Whether or not the register can be zeroed, we strongly discourage
resetting it, even when hardware permits. You might not, after all,
be the only user of the counter at any given time; on some platforms
supporting SMP, for example, the kernel depends on such a counter to
be synchronized across processors. Since you can always measure
differences between values, as long as that difference
doesn't exceed the overflow time, you can get the
work done without claiming exclusive ownership of the register by
modifying its current value.

The most renowned counter register
is the TSC (timestamp counter), introduced in x86 processors with the
Pentium and present in all CPU designs ever sinceincluding the
x86_64 platform. It is a 64-bit register that counts CPU clock
cycles; it can be read from both kernel space and user space.

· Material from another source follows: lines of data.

PR #5889, opened 2022-12-16
feat(cli): build taskcluster cli with goreleaser

matt-boris:
This fixes https://github.com/taskcluster/homebrew-tap/issues/2.

> This patch makes it so the taskcluster shell client (cli) is built with `goreleaser`.
>
> `goreleaser` also will automatically keep our [homebrew-tap](https://github.com/taskcluster/homebrew-tap/blob/main/Formula/taskcluster.rb) formula up-to-date during the release process.
>
> GitHub releases will now also contain zipped Windows executables of this cli supporting both amd64 and arm64. arm64 binaries for linux have been added as well.
>
> The darwin and linux binaries are now tarballs.

Followed https://goreleaser.com/customization/homebrew/ as well as many of their other docs.

This tool is incredibly powerful. We can use it to publish to chocolatey and snap, for example. I think all of our go builds could be migrated over to this. It handles archiving and also can create a checksum file for each file.

### DIFF
--- a/.gitignore
+++ b/.gitignore
@@ -79,3 +79,6 @@ __pycache__
 # docker-compose artifacts
 /docker/buckets
 docker-compose.override.yml
+
+dist/
+.DS_Store
--- a/.goreleaser.yaml
+++ b/.goreleaser.yaml
@@ -1,0 +1,89 @@
+builds:
+  - main: ./clients/client-shell
+    id: taskcluster
+    env:
+      - CGO_ENABLED=0
+    goos:
+      - darwin
+      - linux
+      - windows
+    goarch:
+      - amd64
+      - arm64
+
+archives:
+  - id: taskcluster
+
+    # Archive name template.
+    name_template: "taskcluster-{{ .Os }}-{{ .Arch }}"
+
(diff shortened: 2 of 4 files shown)


.goreleaser.yaml
```diff
@@ -0,0 +1,89 @@
...
+    id: taskcluster
+    env:
+      - CGO_ENABLED=0
+    goos:
+      - darwin
+      - linux
+      - windows
+    goarch:
+      - amd64
+      - arm64
```
matt-boris, line 12: I can easily add more arches here if you guys think, like 386.

lotas (approved):
Sweet! Great stuff, thanks Matt

lotas (approved):
nice :+1:

.gitignore
```diff
@@ -79,3 +79,6 @@ __pycache__
 # docker-compose artifacts
 /docker/buckets
 docker-compose.override.yml
+
+dist/
+.DS_Store
```
lotas, line 84: usually advised to put those into your global gitignore, and only keep what actually belongs to the project in the repo's .gitignore, but this is just an opionion :)

lotas (approved):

After including <asm/msr.h> (an
x86-specific header whose name stands for
"machine-specific registers"), you
can use one of these macros:

rdtsc(low32,high32);
rdtscl(low32);
rdtscll(var64);

The first macro atomically reads the 64-bit value into two 32-bit
variables; the next one ("read low
half") reads the low half of the register into a
32-bit variable, discarding the high half; the last reads the 64-bit
value into a long long variable, hence, the name.
All of these macros store values into their arguments.

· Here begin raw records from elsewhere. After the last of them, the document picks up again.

PR #5891, opened 2022-12-16
Remove duplicate workers from queue view.

### LINKED ISSUE #5890: get_queue_workers_with_wm_join returns non-unique rows, which fails respons validation
worker manager has few errors in logs:

```
Output schema validation error: 
Schema Validation Failed!
Rejecting Schema: https://community-tc.services.mozilla.com/schemas/worker-manager/v1/list-workers-response.json#
Errors:
  * data/workers should NOT have duplicate items (items ## 0 and 1 are identical)
```

On community-ci `/provisioners/proj-taskcluster/worker-types/gw-ci-macos-10-14/workers?limit=1000`

this happens because `get_queue_workers_with_wm_join` returns non-unique items after join

lotas:
This change ensures that only unique workers are being returned.

Problem: fetching workers for the queue view returned non-unique workers, i.e. same static worker that was assigned to two different worker_pool_id.

Fixes #5890

However, I'm not sure if this should be allowed in the first place.
On community we happen to have same static worker which is assigned to two different worker pools.
Maybe this is a valid scenario where worker can serve both queues?


lotas:
by looking at fxci db I can see there are multiple macmini workers assigned to different queues, so I guess this is a valid scenario

db/versions/0080.yml
```diff
@@ -0,0 +1,72 @@
...
+          queue_workers.expires,
+          queue_workers.first_claim,
+          queue_workers.recent_tasks,
+          queue_workers.last_date_active,
+          workers.state,
+          workers.capacity,
+          workers.provider_id,
+          public.gen_random_uuid()
+        from queue_workers
+        full outer join workers on workers.worker_id = queue_workers.worker_id and workers.worker_pool_id = queue_workers.task_queue_id
```
lotas, line 30: this is the part that changes - extra condition for `worker_pool_id = task_queue_id`

db/versions/0080.yml
```diff
@@ -0,0 +1,72 @@
...
```
lotas, line 65: same here, only change is `worker_pool_id = task_queue_id`

petemoore (approved):
Thanks Yarik!

I'd prefer Boris to look at it too if possible, but from my side it looks ok. 👍

matt-boris (approved):
LGTM thanks Yarik!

Reading the low half of the counter is enough for most common uses of
the TSC. A 1-GHz CPU overflows it only once every 4.2 seconds, so you
won't need to deal with multiregister variables if
the time lapse you are benchmarking reliably takes less time.
However, as CPU frequencies rise over time and as timing requirements
increase, you'll most likely need to read the 64-bit
counter more often in the future.

As an example using only the low half of the register, the following
lines measure the execution of the instruction itself:

unsigned long ini, end;
rdtscl(ini); rdtscl(end);
printk("time lapse: %li\n", end - ini);

Some
of the other platforms offer similar functionality, and kernel
headers offer an architecture-independent function that you can use
instead of rdtsc. It is called
get_cycles, defined in
<asm/timex.h> (included by
<linux/timex.h>). Its prototype is:

 #include <linux/timex.h>
cycles_t get_cycles(void);

This function
is defined for every platform, and it always returns
0 on the platforms that have no cycle-counter
register. The cycles_t type is an appropriate
unsigned type to hold the value read.

Despite the availability of
an architecture-independent function, we'd like to
take the opportunity to show an example of inline assembly code. To
this aim, we implement a
rdtscl

function for MIPS processors that works in the same way as the x86
one.

We base the example on MIPS because most MIPS processors feature a
32-bit counter as register 9 of their internal
"coprocessor 0." To access the
register, readable only from kernel space, you can define the
following macro that executes a "move from
coprocessor 0" assembly instruction:^[1]

^[1] The trailing nop instruction is required
to prevent the compiler from accessing the target register in the
instruction immediately following mfc0. This
kind of interlock is typical of RISC processors, and the compiler can
still schedule useful instructions in the delay slots. In this case,
we use nop because inline assembly is a black
box for the compiler and no optimization can be performed.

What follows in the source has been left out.